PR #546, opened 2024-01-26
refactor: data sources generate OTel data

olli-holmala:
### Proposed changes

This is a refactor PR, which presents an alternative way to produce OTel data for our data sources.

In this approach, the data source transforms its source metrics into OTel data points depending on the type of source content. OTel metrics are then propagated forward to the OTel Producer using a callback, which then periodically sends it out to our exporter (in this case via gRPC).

━━━

ACTION ITEM =>
Would you please write out the entire listing exactly?

RESPONSE BELOW =>
PR #546, opened 2024-01-26
refactor: data sources generate OTel data

olli-holmala:
### Proposed changes

This is a refactor PR, which presents an alternative way to produce OTel data for our data sources.

In this approach, the data source transforms its source metrics into OTel data points depending on the type of source content. OTel metrics are then propagated forward to the OTel Producer using a callback, which then periodically sends it out to our exporter (in this case via gRPC).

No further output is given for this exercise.